Recorded data
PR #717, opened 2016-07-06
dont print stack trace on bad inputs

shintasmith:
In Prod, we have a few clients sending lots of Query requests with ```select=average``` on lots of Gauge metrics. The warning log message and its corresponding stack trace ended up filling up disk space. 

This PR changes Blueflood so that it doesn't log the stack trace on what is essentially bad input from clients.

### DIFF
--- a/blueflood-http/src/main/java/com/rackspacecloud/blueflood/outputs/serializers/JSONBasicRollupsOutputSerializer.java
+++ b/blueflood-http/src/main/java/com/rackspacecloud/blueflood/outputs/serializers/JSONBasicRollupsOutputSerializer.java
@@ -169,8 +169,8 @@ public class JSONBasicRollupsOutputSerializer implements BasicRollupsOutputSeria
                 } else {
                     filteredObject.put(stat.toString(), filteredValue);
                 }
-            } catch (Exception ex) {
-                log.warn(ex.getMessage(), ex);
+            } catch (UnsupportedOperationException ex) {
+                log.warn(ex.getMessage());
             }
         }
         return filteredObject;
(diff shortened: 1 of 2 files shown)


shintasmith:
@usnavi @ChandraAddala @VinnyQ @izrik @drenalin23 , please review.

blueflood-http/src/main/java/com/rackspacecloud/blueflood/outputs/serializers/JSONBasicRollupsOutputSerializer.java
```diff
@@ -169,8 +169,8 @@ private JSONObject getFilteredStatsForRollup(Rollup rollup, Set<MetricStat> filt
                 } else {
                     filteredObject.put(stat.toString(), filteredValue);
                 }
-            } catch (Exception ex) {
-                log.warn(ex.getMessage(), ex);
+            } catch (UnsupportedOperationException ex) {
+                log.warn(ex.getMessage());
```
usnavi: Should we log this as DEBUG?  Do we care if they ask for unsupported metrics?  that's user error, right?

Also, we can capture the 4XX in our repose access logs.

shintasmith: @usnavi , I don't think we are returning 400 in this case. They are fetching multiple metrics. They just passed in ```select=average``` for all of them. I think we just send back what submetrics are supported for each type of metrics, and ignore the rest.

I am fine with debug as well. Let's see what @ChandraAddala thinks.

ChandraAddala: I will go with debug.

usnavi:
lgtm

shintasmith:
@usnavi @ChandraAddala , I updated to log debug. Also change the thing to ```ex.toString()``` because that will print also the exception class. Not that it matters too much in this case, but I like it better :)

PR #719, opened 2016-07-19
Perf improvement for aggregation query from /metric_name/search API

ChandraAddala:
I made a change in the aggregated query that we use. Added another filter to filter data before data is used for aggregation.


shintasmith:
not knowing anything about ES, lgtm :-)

--

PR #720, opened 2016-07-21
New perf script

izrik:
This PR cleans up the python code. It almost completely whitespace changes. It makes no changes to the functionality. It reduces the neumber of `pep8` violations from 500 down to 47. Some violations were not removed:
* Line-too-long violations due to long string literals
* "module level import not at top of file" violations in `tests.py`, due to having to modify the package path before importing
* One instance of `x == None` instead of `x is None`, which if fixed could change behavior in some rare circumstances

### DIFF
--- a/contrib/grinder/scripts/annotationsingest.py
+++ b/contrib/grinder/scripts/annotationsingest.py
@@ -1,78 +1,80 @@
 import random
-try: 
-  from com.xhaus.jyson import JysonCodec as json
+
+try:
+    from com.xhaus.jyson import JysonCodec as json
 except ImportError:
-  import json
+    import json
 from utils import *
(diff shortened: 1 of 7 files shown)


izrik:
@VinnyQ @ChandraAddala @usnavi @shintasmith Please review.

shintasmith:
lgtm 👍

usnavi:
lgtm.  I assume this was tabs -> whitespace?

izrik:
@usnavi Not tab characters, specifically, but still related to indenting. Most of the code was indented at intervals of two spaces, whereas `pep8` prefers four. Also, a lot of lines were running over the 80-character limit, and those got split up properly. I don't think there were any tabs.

Problem to work on: The lines to extract from the data above begin with the line containing "I am fine with" and end with the line containing "not knowing anything about ES, lgtm :-)". Extract them exactly, including both.

Answer to this problem:
I am fine with debug as well. Let's see what @ChandraAddala thinks.

ChandraAddala: I will go with debug.

usnavi:
lgtm

shintasmith:
@usnavi @ChandraAddala , I updated to log debug. Also change the thing to ```ex.toString()``` because that will print also the exception class. Not that it matters too much in this case, but I like it better :)

PR #719, opened 2016-07-19
Perf improvement for aggregation query from /metric_name/search API

ChandraAddala:
I made a change in the aggregated query that we use. Added another filter to filter data before data is used for aggregation.


shintasmith:
not knowing anything about ES, lgtm :-)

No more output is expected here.